Iran's official news agency however said Wednesday that the explosion was caused by an excited fan setting off fireworks, denying the reports of an assassination attempt.
"A fan set off a firecracker similar to those used during sports matches to express his excitement at Iranian President Mahmoud Ahmadinejad's visit to the western Iranian town of Hamedan," reported IRNA news agency.
Ahmadinejad, who has cracked down on opposition since a disputed June 2009 presidential election, appeared on live Iranian television at the sports stadium in Hamadan. He was apparently well and made no mention of any assault.
The populist, hardline Ahmadinejad has accumulated enemies in conservative and reformist circles in the Islamic Republic as well as abroad.
Al Arabiya television said an attacker had thrown a bomb at Ahmadinejad's convoy before being detained. Dubai-based Al Arabiya cited its own sources as saying the bomb had hit a car carrying journalists and presidential staff.
There was no immediate claim of responsibility.
On Monday, during a speech to a conference of expatriate Iranians in Tehran, Ahmadinejad said he believed he was the target of an assassination plot by Israel. "The stupid Zionists have hired mercenaries to assassinate me," he said.
Ahmadinejad's government is facing economic pain as new foreign sanctions imposed over Iran's disputed nuclear energy program bite on the world's fifth biggest oil exporter.
The reported attack comes after last month when at least 21 people, including members of the elite Revolutionary Guards, were killed and 100 wounded in two suicide attacks at a prominent Shi'ite Muslim mosque in the southeast Iranian city of Zahedan.

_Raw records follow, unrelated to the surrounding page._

PR #803, opened 2025-04-21
Add sequence property to event, todo and journal

### LINKED ISSUE #802: expose sequence property
The sequence property is one int property for events and other subcomponents.
By default, it should be 0.

https://www.rfc-editor.org/rfc/rfc5545#section-3.8.7.4

We can add a property for that. That would make some source code look much nicer.

- [ ] add SEQUENCE to event, todo, others
- [ ] join `int` property implementation with REPEAT of alarm

niccokunzmann:
This fixes #802

### DIFF
--- a/src/icalendar/__init__.py
+++ b/src/icalendar/__init__.py
@@ -1,10 +1,6 @@
 from icalendar.alarms import (
     Alarms,
     AlarmTime,
-    ComponentEndMissing,
-    ComponentStartMissing,
-    IncompleteAlarmInformation,
-    LocalTimezoneMissing,
 )
 from icalendar.cal import (
     Alarm,
@@ -13,13 +9,19 @@ from icalendar.cal import (
     ComponentFactory,
     Event,
     FreeBusy,
-    IncompleteComponent,
-    InvalidCalendar,
     Journal,
     Timezone,
     TimezoneDaylight,
     TimezoneStandard,
     Todo,
+)
+from icalendar.error import (
+    ComponentEndMissing,
+    ComponentStartMissing,
+    IncompleteAlarmInformation,
+    IncompleteComponent,
+    InvalidCalendar,
+    LocalTimezoneMissing,
 )
 
 # Parameters and helper methods for splitting and joining string with escaped
--- a/src/icalendar/alarms.py
+++ b/src/icalendar/alarms.py
@@ -17,6 +17,12 @@ from datetime import date, timedelta, tzinfo
 from typing import TYPE_CHECKING, Generator, Optional, Union
 
 from icalendar.cal import Alarm, Event, Todo
+from icalendar.error import (
+    ComponentEndMissing,
+    ComponentStartMissing,
+    IncompleteAlarmInformation,
+    LocalTimezoneMissing,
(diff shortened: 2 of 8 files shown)


niccokunzmann:
Documentation: https://icalendar--803.org.readthedocs.build/en/803/api.html#icalendar.cal.Event.sequence

src/icalendar/error.py
stevepiercy, line 1: This file does not appear in the API documentation. I think you need to add it to `docs/api.rst`.

Outside the scope of this PR, I really hate the RTD theme because I can't tell where I am in the page. For example, am I looking that the sequence property of an Event or Todo? Can you see any difference between these two links?

- https://icalendar--803.org.readthedocs.build/en/803/api.html#icalendar.cal.Event.sequence
- https://icalendar--803.org.readthedocs.build/en/803/api.html#icalendar.cal.Todo.sequence

I would recommend switching to the [PyData Sphinx Theme](https://pydata-sphinx-theme.readthedocs.io/en/stable/). I use PyData Sphinx Theme for Plone Sphinx Theme.

Secondarily, I think its time to break up `api.rst` into its modules. `api` would become a folder that contains `index.rst` and one file per module. This makes it much easier to navigate and narrow down a search, too. There might be a valid use case for keeping the API on a single page, but I don't know what that would be.

stevepiercy (changes requested):
Looks good, but there is an omission.

I added a suggestion for another PR, too.

src/icalendar/error.py
niccokunzmann: > This file does not appear in the API documentation. I think you need to add it to docs/api.rst.

Should be added!

> I would recommend switching to the [PyData Sphinx Theme](https://pydata-sphinx-theme.readthedocs.io/en/stable/). I use PyData Sphinx Theme for Plone Sphinx Theme.

Yes, please open an issue for that.

> There might be a valid use case for keeping the API on a single page,

The use-case is that we can shuffle things around and the links stay valid.

>  Can you see any difference between these two links?

No, they are exactly the same by source, too.

> Secondarily, I think its time to break up api.rst into its modules.

Yes, and an issue for that is good, too. There is autodoc and I wonder if we can make it easy to include all the files automatically. We will have many more attributes coming in the next year, so we should be able to cope with the onslaught of documentation :)

niccokunzmann: >     This file does not appear in the API documentation. I think you need to add it to docs/api.rst.

I added it, hence I would say this is resolved form my side.

Would you open the issues as you have a clear vision? That would allow for good closing criteria.

stevepiercy:
Created issues:

- https://github.com/collective/icalendar/issues/804
- https://github.com/collective/icalendar/issues/805

src/icalendar/error.py
stevepiercy: We can try autodoc to see if it generates a desired result. We might have to tweak the result, and if that happens we should use it once only to set up the structure, then update the docs manually going forward. We'll see.

stevepiercy (approved):

niccokunzmann:
Thanks @stevepiercy for the review!

Issue #805, opened 2025-04-22
Break up api.rst into its modules


stevepiercy:
I think its time to break up `api.rst` into its modules. `api` would become a folder that contains `index.rst` and one file per module. This makes it much easier to navigate and narrow down a search, too. There might be a valid use case for keeping the API on a single page, but I don't know what that would be.

_Originally posted by @stevepiercy in https://github.com/collective/icalendar/pull/803#discussion_r2053585333_

niccokunzmann:
On that note, it might be worth looking at how to better structure the documentation:

- Should each Component receive its own page?
- Should each Property (prop.py) receive its own page?

Related:

- #626

stevepiercy:
This issue depends on #804, as its layout will change navigability significantly. FTR, I find that organizing documentation according to the [Diátaxis](https://diataxis.fr/) framework makes structuring, writing, and organizing my thoughts into user-approachable documentation much clearer. I'd suggest adopting Diátaxis, but only if @niccokunzmann thinks it would be helpful. We can discuss in real time, too, if you have any concerns.

niccokunzmann:
[Diátaxis](https://diataxis.fr/) looks really cool! Thanks for sharing this! I think, making this documentation nice is worth it, too. Within this year, I would like to add well-defined access to the main properties/params so that icalendar takes care of edge cases when it comes to parsing/generating.

How much time do you have to spend on it? Would you like to give the docs a bit of a good start and I review, as so I can understand your ideas better? It feels like when I try solving something while learning it, it might get changed a lot and not quite hit the target.

stevepiercy:
@niccokunzmann started in #807.

niccokunzmann:
I would suggest the following if we would like to transition to better documentation:

- [ ] create an issue for [Diátaxis](https://diataxis.fr/)
- [ ] create sub-points of what needs changing and moved where
- [ ] describe new files and their purpose
- [ ] already consider in that the open documentation issues
- [ ] see if we can move some items from #626 over to the Diátaxis issue

From there on issues like this are basically sub-issues to restructure the documentation.

This way, we have a clearly structured communication about this.

stevepiercy:
@niccokunzmann agreed. Excellent plan. This issue (#805) would become a subissue of the Diátaxis primary issue. Let's call it "Reorganize documentation following the Diátaxis framework".

This issue (#805) would be the "API reference guide", with one page per module and an index page, falling under the reference category of Diátaxis.

[...]

PR #807, opened 2025-04-22
Switch to PyData Sphinx Theme for documentation

### LINKED ISSUE #804: Switch to PyData Sphinx Theme
I can't tell where I am in the page with the RTD theme. For example, am I looking that the sequence property of an Event or Todo? Can you see any difference between these two links?

- https://icalendar--803.org.readthedocs.build/en/803/api.html#icalendar.cal.Event.sequence
- https://icalendar--803.org.readthedocs.build/en/803/api.html#icalendar.cal.Todo.sequence

I would recommend switching to the [PyData Sphinx Theme](https://pydata-sphinx-theme.readthedocs.io/en/stable/). I use PyData Sphinx Theme for Plone Sphinx Theme.

_Originally posted by @stevepiercy in https://github.com/collective/icalendar/pull/803#discussion_r2053585333_

stevepiercy:
Fixes #804.

----
📚 Documentation preview 📚: https://icalendar--807.org.readthedocs.build/

### DIFF
--- a/pyproject.toml
+++ b/pyproject.toml
@@ -190,3 +190,10 @@ norecursedirs = [
     "build",
 ]
 
+[dependency-groups]
+dev = [
+    "pydata-sphinx-theme>=0.14.4",
+    "sphinx-autobuild>=2021.3.14",
+    "sphinx-copybutton>=0.5.2",
+]
+
--- a/CHANGES.rst
+++ b/CHANGES.rst
@@ -8,6 +8,7 @@ Minor changes:
 
 - Use ``ruff`` to format the source code.
 - Update project metadata to use License-Expression.
+- Switch to PyData Sphinx Theme for documentation. See `Issue 803 <https://github.com/collective/icalendar/issues/804>`_.
 
 Breaking changes:
 
--- a/docs/about.rst
+++ b/docs/about.rst
@@ -7,7 +7,6 @@ iCalendar package for Python. The inspiration has come from the email package
 in the standard lib, which he thinks is pretty simple, yet efficient and
 powerful.
 
-The ``icalendar`` package is an `RFC 5545 <https://tools.ietf.org/html/rfc5545>`
-compatible parser/generator for iCalendar files.
+The ``icalendar`` package is an :rfc:`5545` compatible parser/generator for iCalendar files.
 
 .. _`Max M`: http://www.mxm.dk
--- a/docs/conf.py
+++ b/docs/conf.py
@@ -3,22 +3,6 @@ import importlib.metadata
 import datetime
 import os
 
-on_rtd = os.environ.get("READTHEDOCS", None) == "True"
-
-try:
-    import sphinx_rtd_theme
-
-    html_theme = "sphinx_rtd_theme"
-    html_theme_path = [sphinx_rtd_theme.get_html_theme_path()]
-except ImportError:
-    html_theme = "default"
-    if not on_rtd:
-        print("-" * 74)
-        print(
-            "Warning: sphinx-rtd-theme not installed, building with default " "theme."
-        )
-        print("-" * 74)
-
 extensions = [
     "sphinx.ext.autodoc",
     "sphinx.ext.coverage",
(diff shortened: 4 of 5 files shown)


pyproject.toml
```diff
@@ -190,3 +190,10 @@ norecursedirs = [
     "build",
 ]
 
+[dependency-groups]
+dev = [
+    "pydata-sphinx-theme>=0.14.4",
+    "sphinx-autobuild>=2021.3.14",
+    "sphinx-copybutton>=0.5.2",
+]
```
stevepiercy, line 198: @niccokunzmann I use uv for managing dependencies. I added these with `uv add pydata-sphinx-theme sphinx-autobuild sphinx-copybutton`, and it automatically ensures that the dependencies are compatible. I highly recommend using uv. See https://docs.astral.sh/uv/concepts/projects/dependencies/.

You also might consider managing test dependencies the same way, and merging them into this `dev` group. Developers should not have to keep separate groups, and it encourages them to write both tests and docs with a contribution.

niccokunzmann: Hm. It is a bit duplicated at the moment.

If UV works, it would be nice to create a PR that documents how to use it.

niccokunzmann:
The theme looks nice.

I have these questions:

- [ ] (1) Dependency duplication - how do we avoid this? E.g. we could modify the read-the-docs build & tox - that can be another issue.
- [ ] (2) The idea was to distinct where you are on the API page in #807. However, when I scroll the page, I cannot see where we are. I like the nice overview on the right. I would merge it anyway because you like the theme but I also want to say that strictly, this does not solve the issue from my point of view. (only blocker)
- [x] (3) The previous links all pointed to https://icalendar.readthedocs.io/en/latest/ I assume that link will still be valid after merge as it is only a theme change.
- [ ] (4) I would like you to create an issue to move to UV if you like that. I hope it does not contradict hatchling as a build tool. To be discussed in a new issue.

grafik

I like the theme and would merge it. What do you think to 1-4?

pyproject.toml
stevepiercy: How do you currently manage dependencies? IOW, what tasks would you want to perform?

I could steal from the project I maintain.

https://plone-sphinx-theme.readthedocs.io/guides/contribute.html#update-requirements

I also use GNU Make to invoke uv and friends to make it easy to contribute.

stevepiercy:
1. Dependency management and tools should be a separate issue.
2. That looks like a bug. It should use scrollspy like on the home page, but it has a weird iframe or div getting injected. I'll look into that.
3. Correct. I would not move around files in this PR. That should be handled separately and with clear thought to set up redirects. RTD supports that, and I also use a Sphinx extension [`sphinx-reredirects`](https://documatt.com/sphinx-reredirects/).
4. I don't know if there are conflicts with hatchling, as I have not used it. I know that many folks in Plone use hatch with uv, so perhaps they also use hatchling?

I want to fix that bug in item 2 first before merge.

Also to give you an idea of the structure and layout of the theme, see https://pydata-sphinx-theme.readthedocs.io/en/stable/user_guide/layout.html. This will guide decisions for #805 and other reorganization.

pyproject.toml
niccokunzmann: I do not manage dependencies for icalendar for package installs. It would be nice to e.g. fix the test and docs dependencies for more reproducibility. Compatibility assurance seems to be downstream responsibility with that. I do not know what best practices are here.

stevepiercy:
Well, I couldn't figure out what's going on. Scrollspy has some open issues in the theme https://github.com/pydata/pydata-sphinx-theme/issues?q=is%3Aissue%20state%3Aopen%20scrollspy%20. None of them appear relevant.

We could merge this PR, and continue with reorganizing the documentation, including breaking up api.rst. That might fix the issue. I think that's the way forward. @niccokunzmann what do you think?

niccokunzmann:
Yes, I wanted to be in agreement before hitting the green button :)

PR #822, opened 2025-05-04
Restructure docs

### LINKED ISSUE #820: Restructure documentation, following Diátaxis framework
The [Diátaxis](https://diataxis.fr/) framework makes structuring, writing, and organizing thoughts into user-approachable documentation much clearer. The following structure should be adopted.

- [x] Home page should reflect the new structure and point readers to the proper location. It currently is ad-hoc. Needs further discussion.
- [x] [Installing iCalendar](https://icalendar.readthedocs.io/en/latest/install.html) is more than just install. There is a difference between install for use and install for contributing. I think we should have a how-to guide for each purpose, Install at `install` and Contribute at `contribute`.
- [x] [iCalendar package](https://icalendar.readthedocs.io/en/latest/usage.html) appears to be about usage as a how-to guide and reference material, and has a shitty name. The usage parts should be in a how-to guide, and the reference parts should be broken out into the Reference guide.
- [x] [iCalendar utility](https://icalendar.readthedocs.io/en/latest/cli.html) this is a how-to guide, and should fall under that structure.
- [x] https://github.com/collective/icalendar/issues/805. This should be in a directory `api` with one file per module. It's a reference guide.
- [x] Merge [About](https://icalendar.readthedocs.io/en/latest/about.html) into [home page](https://icalendar.readthedocs.io/en/latest/index.html).
- [x] [icalendar contributors](https://icalendar.readthedocs.io/en/latest/credits.html) should go into the Contribute guide.
- [x] [Maintenance](https://icalendar.readthedocs.io/en/latest/maintenance.html) should go into the Contribute guide.
- [x] [License](https://icalendar.readthedocs.io/en/latest/license.html) needs to update the copyright. I don't know whether the Plone Foundation owns the copyright, as this project is under the collective organization. This may have other legal implications. In any case, it should not be a documentation file, but a link to the license in the root of the repo.
- [x] [Changelog](https://icalendar.readthedocs.io/en/latest/changelog.html) should go into the Reference guide section.
- [x] [Contributing](https://icalendar.readthedocs.io/en/latest/contributing.html) should go into the Contributing guide.
- [x] [Security Policy](https://icalendar.readthedocs.io/en/latest/security.html) should go into the Reference guide section.
- [x] fix PyPI icon, see https://github.com/collective/icalendar/pull/849

See also:

- https://github.com/collective/icalendar/issues/805
- https://github.com/collective/icalendar/issues/626

@niccokunzmann please let me know your thoughts about these items.

stevepiercy:
Closes #820

WIP! DO NOT MERGE!


CONTRIBUTING.rst
```diff
@@ -10,17 +10,17 @@ These are some contribution examples
...
-- Sponsor a Sprint (https://plone.org/events/sprints/whatis).
+- Sponsor a `sprint <https://plone.org/news-and-events/events/sprints>`_.
 
 
 For pull requests, keep this in mind
 ------------------------------------
 
 - Add a test which proves your fix and make it pass.
 
-- Describe your change in ``CHANGES.rst``
```
niccokunzmann: I wonder if we could instead or additionally link. We have links to headings included.
What is your preference?

docs/Makefile
```diff
@@ -1,10 +1,13 @@
...
+SHELL           = bash
 
 # You can set these variables from the command line.
-SPHINXOPTS      =
-SPHINXBUILD     = sphinx-build
-SPHINXAUTOBUILD = sphinx-autobuild
+SPHINXOPTS      ?=
+
+# Internal variables.
+SPHINXBUILD     = "$(realpath ../.venv/bin/sphinx-build)"
```
niccokunzmann: check:
- [x] This needs a venv to be set up

docs/conf.py
```diff
@@ -2,17 +2,21 @@
 import importlib.metadata
 import datetime
 import os
+import sys
+
+sys.path.insert(0, os.path.abspath("../src/"))
```
niccokunzmann: Another way is to specify `.` (project root) as a dependency.

docs/index.rst
```diff
@@ -1,24 +1,48 @@
 .. include:: ../README.rst
 
+
+.. _about-icalendar:
+
+About
```
niccokunzmann: For me, this is more `History` as it does not describe its current stage.

docs/index.rst
```diff
@@ -1,24 +1,48 @@
...
+=====
+
+`Max M`_ had often needed to parse and generate iCalendar files. Finally, he got
+tired of writing ad-hoc tools. This package is his attempt at making an
+iCalendar package for Python. The inspiration has come from the email package
+in the standard lib, which he thinks is pretty simple, yet efficient and
+powerful.
+
+The ``icalendar`` package is an :rfc:`5545` compatible parser/generator for iCalendar files.
```
niccokunzmann: This sentence has a duplicate in README.rst

docs/reference/api/icalendar.alarms.rst
```diff
@@ -0,0 +1,7 @@
+icalendar.alarms module
```
niccokunzmann, line 1: My thought: Open an issue to create tests that check that all .py files have a corresponding .rst file.

docs/reference/api/icalendar.rst
```diff
@@ -0,0 +1,35 @@
...
+   :show-inheritance:
+   :undoc-members:
+
+Subpackages
+-----------
+
+.. toctree::
+   :maxdepth: 4
+
+   icalendar.timezone
```
niccokunzmann, line 17: I personally would not distinct between modules and sub packages as they should not be treated differently. As a rule for icalendar it seems: Everything that is offered publicly can be imported with `from icalendar import ...`.
The sub-packages are just to have smaller files.
In the future, I might split up the `prop.py` and the `cal.py` file. I wonder if you would like to move them in the docs then.

What benefit do you see in splitting package/module?

docs/reference/api/icalendar.timezone.rst
```diff
@@ -0,0 +1,22 @@
+icalendar.timezone package
+==========================
+
+.. automodule:: icalendar.timezone
+   :members:
+   :show-inheritance:
+   :undoc-members:
+
+Submodules
```
niccokunzmann, line 9: To be clearer about the last comment:

We have a technical structure and we have a usability structure. Technically, we structure icalendar like this. But really, how do we want people to read the documentation?

My ideas

- icalendar
  - ... 
  - icalendar.prop
    - includes all attributes needed?
  - icalendar.timezone
    - includes all attributes needed?
    
 OR
 
 - icalendar
   - ...
   - icalendar.prop
     - ...
     - icalendar.vCalAddress in its own file

OR

- icalendar
  - ...
  - icalendar.prop.rst
  - icalendar.prop.vCalAddress.rst

I think, I would like it like No. 2/3 as each class has its own file.

Let's discuss this now.

My reasons for 1 file/class:
- If we give each class its own file, they are very well documented and the URL does not change. We can even keep the link and deprecate them.
- We can list all functions in the module
- The classes become quite big with all the additional attributes and their extensive documentation. A big file with all of them is not so nice. I rather to have a Related section in each class for what is really related.

What do you think? What is a good practice?

niccokunzmann (changes requested):
Thanks for this work!

I added comments and also a bigger wondering about how to structure the .rst files in a way that helps to not expose implementation details of the internal structure to viewers who should not be concerned with this.

Let's have a chat and use this PR to bring about a good structure from the start!

docs/reference/api/icalendar.timezone.rst
niccokunzmann: Ah. Ok. I am more clear about it.

What I want users to do is this and not use the sub-packages:

```python
```

So, I want users to view the Calendar class like this:

https://icalendar.readthedocs.io/en/latest/api/Calendar.html

So I can test something like this:

```python
import icalendar
for name in dir(icalendar):
    assert (API_PATH / (name + ".rst")).is_file()
    # also test HEADER is consistent
    ## additional documentation can be in between
    # also test FOOTER is consistent
```

Is this the right place to discuss this?

niccokunzmann:
@stevepiercy as this is a blocker for contributing new documentation, I would like this to go in soon.

stevepiercy:
@niccokunzmann I am booked up through the week. This is my top non-PR review item for icalendar.

docs/reference/api/icalendar.alarms.rst
stevepiercy: This would be useful. However, I have no idea how to create such a test. Here's what DuckDuckGo's AI spat out:

```python
import os

def check_rst_files(src_dir, docs_dir):
    py_files = [f for f in os.listdir(src_dir) if f.endswith('.py')]
    rst_files = [f for f in os.listdir(docs_dir) if f.endswith('.rst')]

    for py_file in py_files:
        corresponding_rst = py_file.replace('.py', '.rst')
        if corresponding_rst not in rst_files:
            print(f"Missing RST file for: {py_file}")

src_directory = 'src'
docs_directory = 'docs'
check_rst_files(src_directory, docs_directory)
```

docs/reference/api/icalendar.rst
stevepiercy: This is the default output from running `../.venv/bin/sphinx-apidoc -e -f -M --remove-old -o reference ../src ../src/icalendar/tests`. There are options that I can issue according to https://www.sphinx-doc.org/en/master/man/sphinx-apidoc.html. If we can find the options that do what you want automatically, then we should use those. Otherwise, we'll need to do some manual adjustment of the API .rst files.

docs/reference/api/icalendar.timezone.rst
stevepiercy: The output is automatically generated. We can structure the docs however we like, but then we diverge from automatic generation. That might be OK. API documentation is purely reference to code.

CONTRIBUTING.rst
stevepiercy: I don't understand your question. Also this file should have all its content removed and point to `docs/contributing.rst`, which is now the authoritative source. I'll resolve this comment, but please reopen or create a new issue if it hasn't already been resolved.

docs/reference/api/icalendar.rst
stevepiercy: I should also say that there are other options for documenting the API, including https://sphinx-autoapi.readthedocs.io/en/latest/, but I don't know if it does what you want any better than sphinx-apidoc.

I don't do much development with icalendar. I honestly don't know or have an opinion about what is the best way to present the API docs, and I'm looking for guidance.

docs/Makefile
stevepiercy: I'd like to use uv and GNU Make for setting up, building, and testing docs, so that the developer only needs to issue `make html` and it will install a Python, create a virtual environment, install dependencies, and build the HTML docs.

niccokunzmann: That is good! If this diverges from what is documented or we do not have that documented at all, let's open a new issue after merge.

docs/reference/api/icalendar.alarms.rst
niccokunzmann: I will create a PR with a test...

niccokunzmann: #904. Feel free to comment or merge.

docs/reference/api/icalendar.rst
niccokunzmann: I would say, any way you decide is alright. In the end, people will look at the API documentation and that has code examples and that is what they copy anyway. So, the structure seems alright to me now, looking at it. Uncoupling reference structure and module structure in my mind. They serve different purposes.

stevepiercy: In the latest version of the API docs, I used the following command:

```shell
../.venv/bin/sphinx-apidoc -f -M -e -a --remove-old -o reference ../src ../src/icalendar/tests
```

`../src/icalendar/tests` is excluded. @niccokunzmann do you want to include them? I don't know if they're useful as an API reference, and a contributor would look for examples in code anyway, which is why I excluded them.

For additional options, see https://www.sphinx-doc.org/en/master/man/sphinx-apidoc.html#options.

niccokunzmann: To exclude would be:

- icalendar/tests
- icalendar/fuzzing
- icalendar/_version

I added something like this here:

https://github.com/collective/icalendar/pull/904/files#diff-d88f7202746c071dc661364a2e1f2af3dbe1a2d29d31f1aeddb5a725efad8167R16

That is more for excluding a specific test failure for absent documentation.

niccokunzmann: I have no preference on which API doc (apidoc / autoapi) to use. I think, once it is set up, we can open an issue if we notice that something is not quite as it should.

stevepiercy:
```shell
../.venv/bin/sphinx-apidoc -f -M -e -a --remove-old -o reference ../src ../src/icalendar/tests                                                   
```

Does what we want, and it excludes fuzzing and _version.

docs/Makefile
stevepiercy: Done in 243a55ee1ffad34daad42994b42ee535dd0b0499.

docs/conf.py
stevepiercy: You took another path with setting vars. I don't have an opinion.

docs/index.rst
stevepiercy: Done in a4fda48d24d565ddfdd334ae18a39a7a089afb1a

docs/index.rst
stevepiercy: Moved to contribute/credits.rst in e9644c71152d615303d2abc52e46e33adff89f5e

SashankBhamidi (approved):
Let's wait for @niccokunzmann's review before merging.

Approving.

CONTRIBUTING.rst
niccokunzmann: - [ ] TODO: Issue?

We need to check, if this does not turn up, it should be a .md file.

niccokunzmann (approved):
Thanks, this is a blocker, so I create a follow-up issue to deal with minor adjustments that come up. Merging this big contribution ! ...

niccokunzmann:
@stevepiercy, thank you very much for this beautiful documentation site! It is a joy to read it.

PR #829, opened 2025-05-09
Fix equality of components and properties based on datetime value

### LINKED ISSUE #828: [BUG] Events not equal although times are equal (only timezones differ, not actual time)
## Describe the bug

If event times are equal but their timezones differ, then the events are not equal although they happen to have the same info in it.

## To Reproduce

```
>>> from icalendar import Event
>>> e1 = Event()
>>> e2 = Event()
>>> from datetime import datetime
>>> d1 = datetime(2025, 5, 8, 12, 0, tzinfo=ZoneInfo("UTC"))
>>> d2 = d1.astimezone(ZoneInfo("Europe/Zurich"))
>>> d2 == d1
True
>>> e1 == e2
True
>>> e1.start = d1
>>> e2.start = d2
>>> e1 == e2
False
```

## Expected behavior

```
>>> e1 == e2
True
```

## Environment

 - [x] OS: Ubuntu                              
 - [x] Python version:  3.9          
 - [x] `icalendar` version: 6.2.0     

## Additional context

- [x] I tested it with the latest version `pip3 install https://github.com/collective/icalendar.git`

niccokunzmann:
This fixes #828 

- we make the properties comparable with each other
- also, a list of one datetime will be equal to one datetime to aid in adding parameters in different ways.


niccokunzmann:
After this, I would like to create a pull request for code formatting.

src/icalendar/tests/test_issue_828.py
```diff
@@ -0,0 +1,162 @@
...
+    """The values are not equal."""
+    a = transform(d1)
+    b = transform(d2)
+    assert_not_eq(a, b)
+
+
+@pytest.mark.parametrize("ddd_type", [to_vDD, to_vDDDTypes])
+@param_equal_dts
+def test_not_equal_if_parameters_differ(d1, d2, ddd_type):
+    """If the items are equal but the parameters differ, we they should not equal."""
```
stevepiercy:
```suggestion
    """If the items are equal but the parameters differ, they should not be equal."""
```

stevepiercy (changes requested):
Just a grammar issue, otherwise LGTM!

niccokunzmann:
Thanks!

The Sunni Muslim rebel group Jundollah said it was behind the attacks, telling Al Arabiyeh television in an email that it had carried out the two bombings in retaliation for Iran's execution of the group's leader, Abdolmalek Rigi, in June.
Last year, Iran's intelligence minister accused Israel of conspiring to assassinate Ahmadinejad during last year's tumultuous election campaign,
According to AFP, Intelligence Minister Gholam Hossein Mohseni Ejeie told state media in Iran that Israeli officials had met members of the People's Mujahedeen of Iran, an exiled opposition group, twice to plan Ahmadinejad's assassination.
"The Zionist regime had met with the [PMOI] on the sidelines of [a meeting in[ Sharm el-Sheikh in Egypt and in Paris to assassinate Mr. Ahmadinejad," Ejeie said.
The intelligence minister said the group agreed to cooperate on condition that it be removed from a U.S. "terror black list," according to AFP.
"The enemies even approached the rebels in east of the country to achieve this aim," said Ejeie, who was referring to armed Sunni dissidents.
Last year, former Israel Defense Forces Chief of Staff and current minister for strategic affairs, Moshe "Bogie" Ya'alon, was quoted as saying by an Australian newspaper that the West must consider all options necessary to stop Tehran's nuclear program, including assassinating Ahmadinejad.
An associate of Ya'alon said, however, that the former IDF chief's comments on the necessity of considering assassination were taken out of context.